* WORK TO COMPLETE *
Extract all lines that hold "videoplayerI" from the records below.

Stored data
PR #705, opened 2021-01-22
EWPP-640: Update to last version of ECL (2.35.2 version) with security fixes.

sergepavle:
### Description

[Insert description here]

### Change log

- Added:
- Changed:
- Deprecated:
- Removed:
- Fixed:
- Security:

### Commands

```sh
[Insert commands here]

```


22Alexandra (approved):

22Alexandra (changes requested):
Still needs tests fixes.

22Alexandra (dismissed):

oe_theme.theme
```diff
@@ -1289,6 +1290,17 @@ function oe_theme_preprocess_paragraph__oe_social_media_follow(array &$variables
   }
 }
 
+/**
+ * Implements hook_preprocess_HOOK().
+ */
+function oe_theme_preprocess_pattern_text_featured_media(array &$variables): void {
```
drishu: As far as I can see this is here just to make the tests work, if this is the case I suggest rather using one of below workarounds:
1) change the render.yml so that the form api does this work for us, ex:
```
video:
  '#type': 'inline_template'
  '#template': "<iframe id=\"videoplayerI-181645\" src=\"//ec.europa.eu/avservices/play.cfm?ref=I-181645\"></iframe>"
```
or 
```
video:
  '#type': 'html_tag'
  '#tag': 'iframe'
  '#attributes':
    id: 'videoplayerI-181645'
    src: '//ec.europa.eu/avservices/play.cfm?ref=I-181645'
```
2) or, move this code to parse $structure in RenderingTest 

in case I'm wrong and this code is not just for making the test work, please do leave me steps to reproduce.

drishu (changes requested):

oe_theme.theme
sergepavle: Unfortunately, it is not just for the testing problem. In ecl twig's template, they removed '|raw' filter from the video variable. So HTML for video was with autoescaping. unfortunately just passing render array didn't work.
On 'components' page it works because the ui_pattern module automatically doing marking input data as 'safe' by applying markup objects.
For reproducing the issue as I understand you can use code in any template like that:
```
{{ pattern('text_featured_media', {
  'video': '<iframe id=\"videoplayerI-181645\" src=\"//ec.europa.eu/avservices/play.cfm?ref=I-181645\"></iframe>',
  'video_ratio': 'invalid',
}) }}
```

drishu: I see but there is no real case right now where these would be just sent as string or '#markup' instead of a field's renderable array, but we can leave it in case it is sent as '#markup' for any future case

drishu (dismissed):
Approved with one reserve https://github.com/openeuropa/oe_theme/pull/705#discussion_r578402465 but not a blocker for me

oe_theme.theme
imanoleguskiza: I agree with Andras here, we are not covering any specific case and we are opening the door for more injection security issues. I would say lets only add this when and if we need it and use one of Andras' suggestions on the tests.

imanoleguskiza (changes requested):

oe_theme.theme
sergepavle: I've checked and indeed Andras's solution work. it is not very clear why simple #markup doesn't work but html_tag element type works.

oe_theme.theme
```diff
@@ -13,6 +13,7 @@ use Drupal\Core\Cache\CacheableMetadata;
 use Drupal\Core\Entity\Entity\EntityViewDisplay;
 use Drupal\Core\Form\FormStateInterface;
 use Drupal\Core\Render\Element;
+use Drupal\Core\Render\Markup;
```
imanoleguskiza: Not needed.

tests/Kernel/fixtures/rendering.yml
```diff
@@ -2331,7 +2331,12 @@
     '#id': text_featured_media
     '#fields':
       title: "Heading"
-      video: "<iframe id=\"videoplayerI-181645\" src=\"//ec.europa.eu/avservices/play.cfm?ref=I-181645\"></iframe>"
+      video:
```
imanoleguskiza, line 2334: Since we can't provide the raw video anymore, we should update the documentation in text_featured_media.ui_patterns.yml to clarify we expect a render array now.

imanoleguskiza (changes requested):

imanoleguskiza (dismissed):

drishu (dismissed):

* THE COMPLETED TASK *
  '#template': "<iframe id=\"videoplayerI-181645\" src=\"//ec.europa.eu/avservices/play.cfm?ref=I-181645\"></iframe>"
    id: 'videoplayerI-181645'
  'video': '<iframe id=\"videoplayerI-181645\" src=\"//ec.europa.eu/avservices/play.cfm?ref=I-181645\"></iframe>',
-      video: "<iframe id=\"videoplayerI-181645\" src=\"//ec.europa.eu/avservices/play.cfm?ref=I-181645\"></iframe>"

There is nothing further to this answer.